Noise complaints can escalate quickly whether they are valid or not. If you receive a complaint that your tenant Is being a nuisance, having a plan in place can help to save you time and hassle.

  1. Make sure to include noise in your lease agreement.

The first step is always to be sure you are covered, and the easiest way to do this is to clearly outline in your lease the rules and regulations for your property in regards to noise level. Evicting either a noisy tenant or a habitual complainer should be a last resort, but also should be an option that is listed in the lease.

  1. Take Prompt Action

You’re more likely to witness the noise yourself if you act quickly. This also shows your tenants and the complainant that you are in process, and will ideally stop receipt of any further complaints while you investigate.

  1. Suggest Solutions

Some issues are easy to resolve and can be handled through a conversation with the noisy tenant, who may not have known that a neighbor complained. The addition of a white noise machine, an additional rug, or even a move to another unit may be your best answer. Ideally, a compromise can be reached that will satisfy all parties while also showing your tenants that you are responsive to their concerns.

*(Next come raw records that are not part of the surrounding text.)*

PR #693, opened 2022-09-06
Adding auto complete functionality to the Advanced Search control

msnyder-msft:
### Summary of changes 🔍 
[Product Backlog Item 13048797](https://msazure.visualstudio.com/One/_workitems/edit/13048797): Domain Expert can discover and confidently select digital twins when defining a Linked Twin

Today, when you are searching for a particular value in the Advanced Search, you have to know the right values to type to get a perfect match. We already have a component that can query the graph and return the values for a given property name that exist in the graph `TwinSearchDropdown`. Today that component is specific to $dtId but we can easily adapt it to work for any property name. 
This allows us to get a form of autocomplete in the advanced search form that gives users a dropdown menu that helps them get the right values right off the bat.

NOTE: this auto complete only applies to the string properties and not any other type of property.

image

Also fixed some styling on the property dropdown since we now share styles between the two React-Select components.
image

### Testing 🧪
- [ ] Open the advanced search story and select the 'CarName' property to see the auto complete component show up
- [ ] Try clearing the value
- [ ] Select an option from the list
- [ ] Type a value and see it auto suggest options
- [ ] Select a suggested value
- [ ] Type an incomplete value and click out of the searchbox to use the partial value

### Checklist ✔️
- [ ] Linked associated issue (if present)
- [ ] Added relevant labels
- [ ] Requested developer reviews
- [ ] Request UI review from design / PM
- [ ] Verify all code checks are passing

PR #694, opened 2022-09-09
Adding auto complete functionality to the Advanced Search control

msnyder-msft:
### Summary of changes 🔍 
NOTE: Accidentally merged original PR to a feature branch. See comments on #693 

[Product Backlog Item 13048797](https://msazure.visualstudio.com/One/_workitems/edit/13048797): Domain Expert can discover and confidently select digital twins when defining a Linked Twin

Today, when you are searching for a particular value in the Advanced Search, you have to know the right values to type to get a perfect match. We already have a component that can query the graph and return the values for a given property name that exist in the graph `TwinSearchDropdown`. Today that component is specific to $dtId but we can easily adapt it to work for any property name. 
This allows us to get a form of autocomplete in the advanced search form that gives users a dropdown menu that helps them get the right values right off the bat.

NOTE: this auto complete only applies to the string properties and not any other type of property.

image

Also fixed some styling on the property dropdown since we now share styles between the two React-Select components.
image

### Testing 🧪
- [ ] Open the advanced search story and select the 'CarName' property to see the auto complete component show up
- [ ] Try clearing the value
- [ ] Select an option from the list
- [ ] Type a value and see it auto suggest options
- [ ] Select a suggested value
- [ ] Type an incomplete value and click out of the searchbox to use the partial value

### Checklist ✔️
- [ ] Added relevant labels


pasanchMSFT (approved):

.eslintrc.json
```diff
@@ -1,18 +1,23 @@
...
+    ],
     "extends": [
         "eslint:recommended",
         "plugin:@typescript-eslint/recommended",
         "prettier",
         "prettier/@typescript-eslint"
     ],
     "rules": {
-        "no-debugger": "error",
+        "no-debugger": "warn",
```
pasanchMSFT, line 15: do you want to check this in?

PR #696, opened 2022-09-12
Integrating Advanced search to Element form

pasanchMSFT:
### Summary of changes 🔍 
This PR integrates Advanced Search functionality with the Element form. This new feature allows the users to select a Primary twin after building a query to search for it. Previously the Element form only allowed users to select a Twin by searching for its `$dtId`, now both `$dtId` and advanced search are enabled.

Also included in this PR a button was added to the Element form to show a callout containing the `PropertyInspector`. The `PropertyInspector` component here will allow users to know which properties are part of the selected Twin in case they want to search for another Twin of the same model. 

### Testing 🧪
PropertyInspector:
- Navigate to Element form
- If a Twin is selected: (else select Twin from list)
  - Click the first icon besides the Primary Twin dropdown.
  - Make sure properties are correct for the selected Twin model

Advanced search:
- Navigate to Element form
- Click the second icon besides the Primary Twin dropdown
- Create a query to search for Twins, in Mock data any Operator other than Equals will return all available data
  - An example of an Equals operation that will yield some filtered values is: 
image

- Select a twin from the list
- Click on the `Select` button in the modal
- Review:
  - If dropdown changed to selected twin
  - If Property inspector shows correct twin data
  - If saving the form persists data

### Checklist ✔️
- [x] Added relevant labels

### DIFF
--- a/src/Components/AdvancedSearch/AdvancedSearch.tsx
+++ b/src/Components/AdvancedSearch/AdvancedSearch.tsx
@@ -31,9 +31,12 @@ const getClassNames = classNamesFunction<
     IAdvancedSearchStyles
 >();
 
-const stackTokens: IStackTokens = {
-    maxHeight: 550
+const CONTENT_MAX_HEIGHT = 515;
+const containerStackTokens: IStackTokens = { childrenGap: 8 };
+const contentStackTokens: IStackTokens = {
+    maxHeight: CONTENT_MAX_HEIGHT
 };
+const footerStackTokens: IStackTokens = { childrenGap: 8 };
 
 const AdvancedSearch: React.FC<IAdvancedSearchProps> = (props) => {
     const {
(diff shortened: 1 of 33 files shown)


src/Components/AdvancedSearch/Internal/AdvancedSearchResultDetailsList/AdvancedSearchResultDetailsList.types.ts
```diff
@@ -16,7 +16,7 @@ export interface IAdvancedSearchResultDetailsListProps {
     containsError: boolean;
     isLoading: boolean;
     /* Callback function from parent on what to do once the user selects or deselects a twin. */
-    onTwinSelection: (IADTTwin) => void;
+    onTwinIdSelect: (twinId: string) => void;
```
msnyder-msft, line 19: nit: `onRowSelect`? or `onSelectRow`

src/Components/TwinPropertySearchDropdown/TwinPropertySearchDropdown.types.ts
```diff
@@ -10,6 +10,10 @@ import ADTAdapter from '../../Adapters/ADTAdapter';
 import MockAdapter from '../../Adapters/MockAdapter';
 import { ITooltipCalloutContent } from '../TooltipCallout/TooltipCallout.types';
 
+export type PropertyValueHandle = {
+    updateValue: (newValue: string) => void;
```
msnyder-msft, line 14: nit: `setSearchText` or `setValue`.

src/Components/TwinPropertySearchDropdown/TwinPropertySearchDropdown.tsx
```diff
@@ -197,6 +209,13 @@ const TwinPropertySearchDropdown: React.FC<ITwinPropertySearchDropdownProps> = (
         );
     };
 
+    // imperative handle to expose modifying the state
+    useImperativeHandle(ref, () => ({
+        updateValue: (newValue: string) => {
```
msnyder-msft, line 214: I'm thinking we probably need to create an option for the value as well right? what happens if you set it to a value not found in the list? Ideally wouldn't happen but it should be resilient to that and add the item if not already there. I think you can just set the `selectedOption` since we add the selected option as an item if it's not in the list.

src/Components/TwinPropertySearchDropdown/TwinPropertySearchDropdown.tsx
```diff
@@ -47,22 +56,25 @@ const SuggestionListScrollThresholdFactor = 40;
...
-    labelIconName,
-    labelTooltip,
-    onChange,
-    noOptionsText,
-    placeholderText,
-    resetInputOnBlur = true,
-    searchPropertyName,
-    styles
-}) => {
+const TwinPropertySearchDropdown = (
```
msnyder-msft, line 59: where do we define which interface we use for the props?

src/Components/AdvancedSearch/AdvancedSearch.tsx
```diff
@@ -123,6 +132,23 @@ const AdvancedSearch: React.FC<IAdvancedSearchProps> = (props) => {
                             }
                         }}
                     />
+                    <div>
```
msnyder-msft, line 135: we need the wrapper div?

src/Components/AdvancedSearch/AdvancedSearch.tsx
```diff
@@ -123,6 +132,23 @@ const AdvancedSearch: React.FC<IAdvancedSearchProps> = (props) => {
...
+                        <Stack
```
msnyder-msft, line 136: the buttons should not float up. They should get pegged to the bottom. 
Look into whether we can use a ModalFooter (I think that's what it's called) and then Modal just takes care of the scrolling the content and all that jazz for us.
image

src/Components/AdvancedSearch/AdvancedSearch.tsx
msnyder-msft, line 135: Where's the spacing above the buttons? Seems like the root of the modal needs a stack to space the buttons off from teh list control.
image

msnyder-msft (approved):
Looking really good. Needs a pass on the styling though.

src/Components/AdvancedSearch/Internal/AdvancedSearchResultDetailsList/AdvancedSearchResultDetailsList.types.ts
pasanchMSFT: If it where generic I would change it to any of those, but I prefer to specify what is being selected.

src/Components/TwinPropertySearchDropdown/TwinPropertySearchDropdown.tsx
pasanchMSFT: Should be fixed, please take a look at it to confirm

src/Components/AdvancedSearch/Internal/QueryBuilder/QueryBuilderRow.tsx
```diff
@@ -332,7 +332,7 @@ const QueryBuilderRow: React.FC<IQueryBuilderRowProps> = (props) => {
             )}
             <div className={classNames.inputColumn}>
                 {/* Property */}
-                <Select<PropertyOption>
+                <Select
```
msnyder-msft, line 335: why did we have to drop this typing?

msnyder-msft (approved):
looks good.

src/Components/AdvancedSearch/Internal/QueryBuilder/QueryBuilderRow.tsx
pasanchMSFT: This is the type I'm struggling with in tests, it breaks the styles for some reason

msnyder-msft (approved):

src/Models/Services/StoryUtilities.tsx
```diff
@@ -132,7 +132,14 @@ export const selectReactSelectOption = (
     fireEvent.mouseDown(
         document.getElementsByClassName(`${className}__control`)[0]
     );
-    fireEvent.click(
-        document.getElementsByClassName(`${className}__option`)[optionIndex]
+    // Wait for callout to pop-up
+    setTimeout(
```
msnyder-msft, line 136: this might work locally, but it will break when we get back to chromatic tests because the test will end and take the picture before this timeout fires.

msnyder-msft: I typically do an `await sleep(1)` and then it will give the render loop a chance to complete and then comes back here to execute. It just pushes your function execution to the bottom of the javascript execution stack.

abalogun-dev (approved):
This looks really good, codewise and functionally. Only nit comment i have is, I'm not really a fan of the ellipses in the placeholder text here. Make it feel like there is important info that you can't see. 
image

pasanchMSFT:
> This looks really good, codewise and functionally. Only nit comment i have is, I'm not really a fan of the ellipses in the placeholder text here. Make it feel like there is important info that you can't see. image

Nice catch. Made the change

PR #704, opened 2022-09-22
Bug Fix: Overflow tabs cause react error

msnyder-msft:
### Summary of changes 🔍 
The tabs overflow menu was throwing a react error anytime it was opened. This only showed up in other languages so it wasn't caught internally. 
The issue was that the custom rendering function on each tab item was calling a hook and since it got pushed inside the overflow set it changed the hook execution and broke the React rules for hooks always executing in the same order.

Original bug
react error

Fixed
fixed

### Testing 🧪
- [x] Switch your language to something that causes the behavior form tabs to overflow. Then go to the behavior form. Click the overflow set and use the app as normal. It used to crash

### Checklist ✔️
- [ ] Added relevant labels

### DIFF
--- a/.eslintrc.json
+++ b/.eslintrc.json
@@ -21,7 +21,7 @@
         "@typescript-eslint/no-var-requires": 0,
         "@typescript-eslint/no-explicit-any": 0,
         "@typescript-eslint/no-unused-vars": [
-            "warn",
+            "error",
             {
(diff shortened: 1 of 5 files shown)


darsney (approved):
LGTM, SEND IT!

iremgokce (approved):
good finding!

PR #705, opened 2022-09-23
Bug Fix: Advanced Search - Fix query builder property search to search the right property

msnyder-msft:
### Summary of changes 🔍 
The query builder was always searching twin ids instead of the selected property.
Before
image

After
image

**Fixing duplicate values in dropdown**
Before

After
image

**Fixing query failing due to new line characters**
Before

After
image

### Testing 🧪
- [x]  select a string type property in advanced search and see the values in the auto complete are showing the values for that property

### Checklist ✔️
- [ ] Added relevant labels


pasanchMSFT (approved):
The fix looks good to me, just curious about the behavior of the component with an empty string.

darsney (approved):

darsney (changes requested):
Yeahh this just doesnt work, it always 400s

src/Components/AdvancedSearch/Internal/QueryBuilder/QueryBuilderRow.tsx
```diff
@@ -271,7 +268,7 @@ const QueryBuilderRow: React.FC<IQueryBuilderRowProps> = (props) => {
                     noOptionsText={t('advancedSearch.noOptionsFoundMessage')}
                     placeholderText={t('advancedSearch.valueFieldPlaceholder')}
                     resetInputOnBlur={false}
-                    searchPropertyName={DTID_PROPERTY_NAME}
+                    searchPropertyName={selectedProperty?.data.name || ''}
```
iremgokce, line 271: is '' a valid search property name? should we keep DTID_PROPERTY_NAME in the right side of the ||?

iremgokce (approved):

darsney (approved):
LGTM

src/Components/AdvancedSearch/Internal/QueryBuilder/QueryBuilder.tsx
```diff
@@ -18,9 +18,12 @@ import {
 import QueryBuilderRow from './QueryBuilderRow';
 import { buildQuery } from './QueryBuilderUtils';
 import { useTranslation } from 'react-i18next';
-import { createGUID } from '../../../../Models/Services/Utils';
+import { createGUID, getDebugLogger } from '../../../../Models/Services/Utils';
 import { PropertyValueType } from '../../../../Models/Constants';
 
+const debugLogging = true;
```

Landlords are responsible for providing livable conditions and for helping to maintain peace among renters. If you are presented with an issue among tenants, make sure to handle the concern before the situation escalates and causes further conflict and tenant retention issues. Keep in mind as well that complaints received from local officials and/or HOAs carry the added weight of potential fines, and may cause the need for more severe action, up to evicting the tenant if necessary.